PR #262, opened 2021-07-11
Blob recovery tool with verification

vovac12:


bob-tools/bin/brt.rs
```diff
@@ -250,6 +356,138 @@ fn try_main() -> AnyResult<()> {
...
+fn validate_blob(path: &str) -> AnyResult<()> {
+    let mut reader = BlobReader::from_path(path)?;
+    reader.read_header()?;
+    while !reader.is_eof() {
+        reader.read_record()?;
+    }
+    Ok(())
+}
+
+fn validate_blobs_recursive(path: &str, settings: &ValidateSettings) -> AnyResult<Vec<String>> {
```
idruzhitskiy, line 388: Isn't this and validate_index_recursive have almost the same structure and differ only in leaf processing? It's better to factor out dir tree processing then

bob-apps/bin/brt.rs
```diff
@@ -250,12 +367,216 @@ fn try_main() -> AnyResult<()> {
...
+    if settings.delete && !result.is_empty() {
+        if settings.confirm && !ask_confirmation("Delete invalid index files?")? {
+            return Ok(());
+        }
+
+        let mut fails = vec![];
+        for path in result {
+            match std::fs::remove_file(&path) {
+                Ok(_) => {
+                    log::info!("[{}] index file removed", path);
```
idruzhitskiy, line 545: In some places there are `log::info`, in others - `println!`, it's better to use only one method of output (preferably logs)

bob-apps/bin/brt.rs
```diff
@@ -250,12 +367,216 @@ fn try_main() -> AnyResult<()> {
...
+            return Ok(path);
+        }
+        i += 1;
+    }
+}
+
+fn validate_blob_command(settings: &ValidateBlobSettings) -> AnyResult<()> {
+    let result = validate_recursive(&settings.path, &settings.blob_suffix, validate_blob)?;
+
+    if !result.is_empty() {
```
idruzhitskiy, line 487: `validate_blob_command` and `validate_index_command` have plenty in common :) IMO you can extract part with printing blobs (`print_corrupted(v: Vec<..>, name: &str)`, so it's like `print_invalid(result, "blobs")`). Probably same for `print_fails` (or maybe they are the same function). An optionally there can be some function like `collect_fails`, but maybe there is too much to cusomtize between two functions

bob-apps/bin/brt.rs
```diff
@@ -299,45 +624,170 @@ fn validate_bytes(a: &[u8], checksum: u32) -> AnyResult<()> {
...
-                .value_of(OUTPUT_BLOB_OPT)
-                .expect("Required")
-                .to_string(),
-            validate_every: matches
-                .value_of(VALIDATE_EVERY_OPT)
-                .expect("Has default")
-                .parse()?,
-        })
+        match matches.subcommand() {
+            (RECOVERY_COMMAND, Some(matches)) => Ok(Settings::Recovery(RecoverySettings {
```
idruzhitskiy, line 659: Probably it's better to move each branch matches parsing to the corresponding structure constructor

bob-apps/bin/brt.rs
vovac12: Now `println` is only used to print the list of corrupted blobs or indexes, since `env_logger` prints messages to `stderr`, you can use the list of corrupted blobs in other scripts via pipe.

bob-apps/bin/brt.rs
vovac12: Done

bob-apps/bin/brt.rs
vovac12: Done

bob-apps/bin/blob_recovery_tool/command.rs
```diff
@@ -0,0 +1,285 @@
...
+    }
+}
+
+pub struct ValidateBlobCommand {
+    path: PathBuf,
+    blob_suffix: String,
+    backup_suffix: String,
+    validate_every: usize,
+    fix: bool,
+    confirm: bool,
```
pyakushin, line 81: It's not clear what's the purpose of this field. And why in args it's no-confirm

bob-apps/bin/blob_recovery_tool/utils.rs
```diff
@@ -0,0 +1,232 @@
...
+
+pub(crate) fn validate_files_recursive<F>(
+    path: &Path,
+    suffix: &str,
+    mut function: F,
+) -> AnyResult<Vec<String>>
+where
+    F: FnMut(&Path) -> AnyResult<()> + Clone,
+{
+    log::info!("Start validation");
```
pyakushin, line 74: You can add
```rust
#[macro_use]
extern crate log;
```

bob-apps/bin/blob_recovery_tool/utils.rs
```diff
@@ -0,0 +1,232 @@
...
+    let mut result = vec![];
+    let mut count = 0;
+    let mut last_log = Instant::now();
+    for_each_file_recursive(path, |entry_path| {
+        let entry_path = entry_path.as_os_str().to_str().unwrap().to_string();
+        if entry_path.ends_with(&suffix) {
+            match function(entry_path.as_ref()) {
```
pyakushin, line 81: I think `if let Err(e) = ...` is better

bob-apps/bin/blob_recovery_tool/utils.rs
```diff
@@ -0,0 +1,232 @@
...
+where
+    P: AsRef<Path>,
+    Q: AsRef<Path>,
+{
+    if input.as_ref() == output.as_ref() {
+        return Err(anyhow::anyhow!(
+            "Recovering into same file is not supported"
+        ));
+    }
+    let should_validate_written = validate_every != 0;
```
pyakushin, line 185: I think it's better to rename `should_validate_written`, now it's unclear what this flag does

pyakushin: Maybe `need_validation` or smth

ikopylov:
> 
> 
> > BPlusTree pull request has changed the Index file format, so the tool should be updated to understand it
> 
> I think it's better to move readers to `pearl`(as you mentioned above) to resolve this issue, because BPlusTree index has a more complex structure. IMO it should be a separate task, because PR will be locked until related PR is not merged in `pearl`.

Yes, I agree. This should definitely be a separate task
-*-*-
Nothing above should be left out. Print all the records exactly.

PR #262, opened 2021-07-11
Blob recovery tool with verification

vovac12:


bob-tools/bin/brt.rs
```diff
@@ -250,6 +356,138 @@ fn try_main() -> AnyResult<()> {
...
+fn validate_blob(path: &str) -> AnyResult<()> {
+    let mut reader = BlobReader::from_path(path)?;
+    reader.read_header()?;
+    while !reader.is_eof() {
+        reader.read_record()?;
+    }
+    Ok(())
+}
+
+fn validate_blobs_recursive(path: &str, settings: &ValidateSettings) -> AnyResult<Vec<String>> {
```
idruzhitskiy, line 388: Isn't this and validate_index_recursive have almost the same structure and differ only in leaf processing? It's better to factor out dir tree processing then

bob-apps/bin/brt.rs
```diff
@@ -250,12 +367,216 @@ fn try_main() -> AnyResult<()> {
...
+    if settings.delete && !result.is_empty() {
+        if settings.confirm && !ask_confirmation("Delete invalid index files?")? {
+            return Ok(());
+        }
+
+        let mut fails = vec![];
+        for path in result {
+            match std::fs::remove_file(&path) {
+                Ok(_) => {
+                    log::info!("[{}] index file removed", path);
```
idruzhitskiy, line 545: In some places there are `log::info`, in others - `println!`, it's better to use only one method of output (preferably logs)

bob-apps/bin/brt.rs
```diff
@@ -250,12 +367,216 @@ fn try_main() -> AnyResult<()> {
...
+            return Ok(path);
+        }
+        i += 1;
+    }
+}
+
+fn validate_blob_command(settings: &ValidateBlobSettings) -> AnyResult<()> {
+    let result = validate_recursive(&settings.path, &settings.blob_suffix, validate_blob)?;
+
+    if !result.is_empty() {
```
idruzhitskiy, line 487: `validate_blob_command` and `validate_index_command` have plenty in common :) IMO you can extract part with printing blobs (`print_corrupted(v: Vec<..>, name: &str)`, so it's like `print_invalid(result, "blobs")`). Probably same for `print_fails` (or maybe they are the same function). An optionally there can be some function like `collect_fails`, but maybe there is too much to cusomtize between two functions

bob-apps/bin/brt.rs
```diff
@@ -299,45 +624,170 @@ fn validate_bytes(a: &[u8], checksum: u32) -> AnyResult<()> {
...
-                .value_of(OUTPUT_BLOB_OPT)
-                .expect("Required")
-                .to_string(),
-            validate_every: matches
-                .value_of(VALIDATE_EVERY_OPT)
-                .expect("Has default")
-                .parse()?,
-        })
+        match matches.subcommand() {
+            (RECOVERY_COMMAND, Some(matches)) => Ok(Settings::Recovery(RecoverySettings {
```
idruzhitskiy, line 659: Probably it's better to move each branch matches parsing to the corresponding structure constructor

bob-apps/bin/brt.rs
vovac12: Now `println` is only used to print the list of corrupted blobs or indexes, since `env_logger` prints messages to `stderr`, you can use the list of corrupted blobs in other scripts via pipe.

bob-apps/bin/brt.rs
vovac12: Done

bob-apps/bin/brt.rs
vovac12: Done

bob-apps/bin/blob_recovery_tool/command.rs
```diff
@@ -0,0 +1,285 @@
...
+    }
+}
+
+pub struct ValidateBlobCommand {
+    path: PathBuf,
+    blob_suffix: String,
+    backup_suffix: String,
+    validate_every: usize,
+    fix: bool,
+    confirm: bool,
```
pyakushin, line 81: It's not clear what's the purpose of this field. And why in args it's no-confirm

bob-apps/bin/blob_recovery_tool/utils.rs
```diff
@@ -0,0 +1,232 @@
...
+
+pub(crate) fn validate_files_recursive<F>(
+    path: &Path,
+    suffix: &str,
+    mut function: F,
+) -> AnyResult<Vec<String>>
+where
+    F: FnMut(&Path) -> AnyResult<()> + Clone,
+{
+    log::info!("Start validation");
```
pyakushin, line 74: You can add
```rust
#[macro_use]
extern crate log;
```

bob-apps/bin/blob_recovery_tool/utils.rs
```diff
@@ -0,0 +1,232 @@
...
+    let mut result = vec![];
+    let mut count = 0;
+    let mut last_log = Instant::now();
+    for_each_file_recursive(path, |entry_path| {
+        let entry_path = entry_path.as_os_str().to_str().unwrap().to_string();
+        if entry_path.ends_with(&suffix) {
+            match function(entry_path.as_ref()) {
```
pyakushin, line 81: I think `if let Err(e) = ...` is better

bob-apps/bin/blob_recovery_tool/utils.rs
```diff
@@ -0,0 +1,232 @@
...
+where
+    P: AsRef<Path>,
+    Q: AsRef<Path>,
+{
+    if input.as_ref() == output.as_ref() {
+        return Err(anyhow::anyhow!(
+            "Recovering into same file is not supported"
+        ));
+    }
+    let should_validate_written = validate_every != 0;
```
pyakushin, line 185: I think it's better to rename `should_validate_written`, now it's unclear what this flag does

pyakushin: Maybe `need_validation` or smth

ikopylov:
> 
> 
> > BPlusTree pull request has changed the Index file format, so the tool should be updated to understand it
> 
> I think it's better to move readers to `pearl`(as you mentioned above) to resolve this issue, because BPlusTree index has a more complex structure. IMO it should be a separate task, because PR will be locked until related PR is not merged in `pearl`.

Yes, I agree. This should definitely be a separate task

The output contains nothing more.